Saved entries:
PR #445, opened 2024-03-21
Correct standalone deployement

eroussy:


Paullgk (changes requested):
Commit message is weird: 

```
 I think it is better to create a new playbook than to put a when clause
in `cluster_setup_debian` and use it for standalone.
```

Paullgk (commented):
Does the branch verification is done with the standalone playbook?

Paullgk (approved):

PR #74, opened 2022-09-14
fix: app crash and workaround for image in rich push

ami-aman:
closes https://github.com/customerio/issues/issues/8112

This PR also contains workaround fix for RH not showing image in rich push notification.

### DIFF
--- a/Notification Service/NotificationService.swift
+++ b/Notification Service/NotificationService.swift
@@ -1,6 +1,6 @@
 import CioMessagingPushAPN
-import UserNotifications
 import CioTracking
+import UserNotifications
 
 class NotificationService: UNNotificationServiceExtension {
     private let cioMessagingPush: MessagingPush = DI.shared.messagingPush
--- a/Notification Service/NotificationService.swift
+++ b/Notification Service/NotificationService.swift
@@ -9,10 +9,13 @@ class NotificationService: UNNotificationServiceExtension {
         _ request: UNNotificationRequest,
         withContentHandler contentHandler: @escaping (UNNotificationContent) -> Void
     ) {
+        // Adding temporary workaround for the issue https://github.com/customerio/customerio-ios/issues/159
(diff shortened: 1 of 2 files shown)


Remote Habits/Manager/DataManager.swift
```diff
@@ -76,6 +76,7 @@ class HabitDataManager: CoreDataManager {
                     objectUpdate.setValue(endTimeValue.toDate(withFormat: .time12Hour), forKey: "endTime")
                 }
             }
+            managedContext.mergePolicy = NSOverwriteMergePolicy
```
jatinn, line 79: maybe a comment as to why this fixes the issues

Notification Service/NotificationService.swift
```diff
@@ -11,6 +12,7 @@ class NotificationService: UNNotificationServiceExtension {
         // If you use more service then Customer.io for sending rich push messages,
         // you can check if the SDK handled the rich push for you. If it did not, you
         // know that the push was *not* sent by Customer.io and you can try another way.
+        CustomerIO.initialize(siteId: Env.customerIOSiteId, apiKey: Env.customerIOApiKey, region: Region.US)
```
jatinn, line 15: probably fine for now but we should likely be saving the region into env as well

jatinn (approved):

Remote Habits/Manager/DataManager.swift
ami-aman: ✅

Notification Service/NotificationService.swift
ami-aman: Yes, this is a temporary workaround and will be removing it once we have the changes up in the SDK. Probably I should add a comment here.

ami-aman: Added a comment mentioning the same.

● TASK BRIEF
All of the data above should be reproduced word for word.

● FINAL ANSWER
PR #445, opened 2024-03-21
Correct standalone deployement

eroussy:


Paullgk (changes requested):
Commit message is weird: 

```
 I think it is better to create a new playbook than to put a when clause
in `cluster_setup_debian` and use it for standalone.
```

Paullgk (commented):
Does the branch verification is done with the standalone playbook?

Paullgk (approved):

PR #74, opened 2022-09-14
fix: app crash and workaround for image in rich push

ami-aman:
closes https://github.com/customerio/issues/issues/8112

This PR also contains workaround fix for RH not showing image in rich push notification.

### DIFF
--- a/Notification Service/NotificationService.swift
+++ b/Notification Service/NotificationService.swift
@@ -1,6 +1,6 @@
 import CioMessagingPushAPN
-import UserNotifications
 import CioTracking
+import UserNotifications
 
 class NotificationService: UNNotificationServiceExtension {
     private let cioMessagingPush: MessagingPush = DI.shared.messagingPush
--- a/Notification Service/NotificationService.swift
+++ b/Notification Service/NotificationService.swift
@@ -9,10 +9,13 @@ class NotificationService: UNNotificationServiceExtension {
         _ request: UNNotificationRequest,
         withContentHandler contentHandler: @escaping (UNNotificationContent) -> Void
     ) {
+        // Adding temporary workaround for the issue https://github.com/customerio/customerio-ios/issues/159
(diff shortened: 1 of 2 files shown)


Remote Habits/Manager/DataManager.swift
```diff
@@ -76,6 +76,7 @@ class HabitDataManager: CoreDataManager {
                     objectUpdate.setValue(endTimeValue.toDate(withFormat: .time12Hour), forKey: "endTime")
                 }
             }
+            managedContext.mergePolicy = NSOverwriteMergePolicy
```
jatinn, line 79: maybe a comment as to why this fixes the issues

Notification Service/NotificationService.swift
```diff
@@ -11,6 +12,7 @@ class NotificationService: UNNotificationServiceExtension {
         // If you use more service then Customer.io for sending rich push messages,
         // you can check if the SDK handled the rich push for you. If it did not, you
         // know that the push was *not* sent by Customer.io and you can try another way.
+        CustomerIO.initialize(siteId: Env.customerIOSiteId, apiKey: Env.customerIOApiKey, region: Region.US)
```
jatinn, line 15: probably fine for now but we should likely be saving the region into env as well

jatinn (approved):

Remote Habits/Manager/DataManager.swift
ami-aman: ✅

Notification Service/NotificationService.swift
ami-aman: Yes, this is a temporary workaround and will be removing it once we have the changes up in the SDK. Probably I should add a comment here.

ami-aman: Added a comment mentioning the same.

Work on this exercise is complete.